En une vingtaine de stations devant cette plage concrète ou symbolique, l’auteure ramène à elle des pans de passé, colorés, aigus, pleins d’algues, de goémons, des pas des aimés (ah ! la grand-mère et le souvenir blessé d’un oncle Paul perdu à cause de la guerre !). Elle rameute le doux des promenades, le « promenoir » des anciens qui lui ont appris un regard futé sur le monde des vagues, des chemins et des vents. Il y a du Sansot (Chemins aux vents) chez cette Bretonne, cette volonté d’asseoir dans sa prose légère et vivifiante des moments, des récits (on ne peut passer sous silence l’épisode de l’Allemand et du chien), des blasons d’un passé resté unique. Car il y a, c’est l’évidence, des leçons à prendre dans ces morceaux de plage, dans cette rumeur naturelle, dans cette enfance retrouvée (et combien d’épisodes du livre font mention des années soixante, de ce que l’enfant a pu conserver des usages et des modes et de l’histoire concrète). La plage, certes, est un personnage de premier plan, que l’on peut découvrir à la nage, dont on peut graver sur les laminaires les variations et l’intemporalité, que l’on peut garder au cœur « qui fait sécession ».

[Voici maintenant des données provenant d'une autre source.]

Issue #322, opened 2026-02-19
[File format] .schematic or .schem (Minecraft)


OwlWorksInnovations:
**Describe the file format**
The .litematic file format is used by the Litematica mod for Minecraft (Java Edition). It stores 3D block structures, including block states, tile entity data, and metadata such as region name and dimensions. Files are NBT (Named Binary Tag) encoded and compressed with GZIP. It is used primarily by Minecraft players to save and share building blueprints.

**Describe the expected behavior**
Convert .litematic files to/from .schem (WorldEdit schematic format) or .nbt (Minecraft structure format). The conversion should preserve block types, positions, and block states as accurately as possible.

**Provide reference implementations**
[Litematica source code (LGPL-3.0)](https://github.com/maruohon/litematica) - reference for parsing the format
[NBT.js (MIT)](https://github.com/sjmulder/nbt-js)

**PLEASE NOTE:** Simply listing a file format with no further justification beyond "I want this" will likely get your issue closed. There are a lot of file formats out there, and it can take hours to add support for just one. Just naming them isn't productive, so please try to be forthcoming with resources of your own.

**Do you plan on implementing this yourself?**
No

**Additional context**
The format is widely used in the Minecraft community, particularly among survival players. Many builds are shared exclusively in .litematic format. And a popular mod named "Create" uses .nbt for a item named "Schematic Cannon" to build schematics automatically.

Larson-Logan:
I do have this tool created already, however, it was created in java and I dont know how easy it would be to implement this here. If you need it heres a link to the repo: https://github.com/Larson-Logan/SchemConvert/releases/tag/v1.3.1

PR #379, opened 2026-02-21
Added support for .litematic, .schem, .schematic formats used it minecraft.

Larson-Logan:
Resolves https://github.com/p2r3/convert/issues/322

### DIFF
--- a/src/handlers/mcSchematicHandler.ts
+++ b/src/handlers/mcSchematicHandler.ts
@@ -2,8 +2,8 @@ import type { FileData, FileFormat, FormatHandler } from "src/FormatHandler";
 import * as NBT from "nbtify";
 import { gunzipSync, gzipSync } from "fflate";
 
-class schematicConverter implements FormatHandler {
-    public name: string = "schematicConverter";
+class mcSchematicHandler implements FormatHandler {
+    public name: string = "mcSchematic";
     public supportedFormats?: FileFormat[];
     public ready: boolean = false;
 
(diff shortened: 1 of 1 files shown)


src/handlers/nbt.ts
```diff
@@ -22,6 +23,39 @@ class nbtHandler implements FormatHandler {
...
+                name: "Litematica Schematic",
+                format: "LITEMATIC",
+                extension: "litematic",
+                mime: "application/x-minecraft-litematic",
+                from: true,
+                to: false,
+                internal: "litematic",
+                category: "data",
+                lossless: true
+            },
```
p2r3: - The format string should be in lowercase. This includes NBT as well, it seems I hadn't caught that before.
- Correct me if I'm wrong, but it seems like this handler does not support schematic input. If so, shouldn't the `from` fields be false? And therefore `litematic` removed due to redundancy?

src/handlers/mcSchematicHandler.ts
```diff
@@ -0,0 +1,387 @@
...
+                name: "Named Binary Tag",
+                format: "NBT",
+                extension: "nbt",
+                mime: "application/x-minecraft-nbt",
+                from: false,
+                to: true,
+                internal: "nbt",
+                category: "data",
+                lossless: true
+            }
```
p2r3, line 56: Same as before, `format` should be lowercase for all.

src/handlers/nbt.ts
Larson-Logan: I was able to just remove all three of those, as the schematicConverter.ts handles it already.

La « mangeuse de vent » relate, s’approprie, et transmet. L’œil, le corps et l’âme de la promeneuse de l’océan sait, ô combien, faire partager l’humeur d’un ciel, le hors saison, la leçon des rochers, celle aussi d’une nature sans cesse à conquérir dans le silence. Comme le compagnon, qui a tout largué, pour renouer avec la nature, rencontré sur les routes, l’écrivaine sait (et c’est peut-être un épisode à lire comme un apologue) qu’il y a là matière de vie, à saisir, à comprendre, à offrir (comme ce « don des morts » sallenavien) à l’autre, lecteur ou contemporain, puisque la nature sans cesse nous convainc de vivre, en dépit des doutes, des blessures et du temps qui ronge, même une petite plage.

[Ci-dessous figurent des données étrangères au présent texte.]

PR #380, opened 2026-02-21
Correctly compare input and output formats

ConnorTippets:
PR title is garbage ik


exurd:
Do you know any issues that this PR would close/fix? I'm trying to figure out how adding that check will be helpful.

p2r3:
Superseded by #383

p2r3:
@exurd this was motivated by a conversation in Discord, until I realized that this is inefficient to solve the particular problem we encountered.

The issue is that some files share one and the same MIME type, while being quite different in practice. Our current routing algorithm fails to take this into account.

_This_ PR in particular was to fix an edge case (didn't end up working).

PR #381, opened 2026-02-21
feat: add ICNS support for macOS icon conversion

Aspenini:
- add .icns as a supported input/output format
- add ICNS encoding/decoding to the conversion pipeline


src/handlers/icns.ts
```diff
@@ -0,0 +1,235 @@
...
+class icnsHandler implements FormatHandler {
+
+  public name: string = "icns";
+  public ready: boolean = false;
+  public supportedFormats: FileFormat[] = [
+    CommonFormats.PNG.supported("png", true, true, true),
+    ICNS_FORMAT.builder("icns")
+      .allowFrom(true)
+      .allowTo(true)
+      .markLossless(true)
```
p2r3: Are we sure these are lossless? I'm not familiar with `icns`, but it seems like it's limited to a finite set of resolutions, which would imply lossy scaling,

PR #386, opened 2026-02-21
Add .har (HTTP Archive) file support

Xeltalliv:
This pull request adds a support for [HAR format](https://en.wikipedia.org/wiki/HAR_(file_format)) and 2 handlers for it:
- har to zip conversion, which is practically useful for downloading every file of a webpage in it's original form
- har to json renaming


p2r3:
It seems like this handler would benefit greatly from outputting a single HTML file with all of the media loaded by the browser embedded via base64. I'm not entirely familiar with this format, so I have to ask:
- Is this possible or am I misunderstanding how the file works?
- Would you be interested in doing that for this PR, or would you rather I merge as-is?

Xeltalliv:
> Is this possible or am I misunderstanding how the file works?

For simple static webpages it should definitely be possible (to parse html and inline all the referenced urls as data uris, as long as their content was also captured).

> Would you be interested in doing that for this PR, or would you rather I merge as-is?

So far I don't feel like working on it, so I'd rather this get merged as is.

p2r3:
This doesn't build:
> src/handlers/har.ts(54,70): error TS18048: 'fileName' is possibly 'undefined'.

Please test your pull requests with `bun run build`

PR #389, opened 2026-02-21
feat: add system/light/dark theme toggle with persisted preference

Aspenini:
- add `System / Light / Dark` theme selector
- save user choice in `localStorage`


p2r3:
Sorry, we won't be making any frontend changes right now in order to avoid causing conflicts with #73.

Un beau livre, fervent et tout à la fois mesuré, à l’aune d’un style précis, économe, « au bord du chemin », aiguisé, qui nous entraîne à rouvrir les yeux sur un monde que la réalité embue et trouble. Et voir le monde du « divers », à l’image de Segalen, cité : en visant l’essentiel. L’auteure a réussi, de ce côté-là aussi.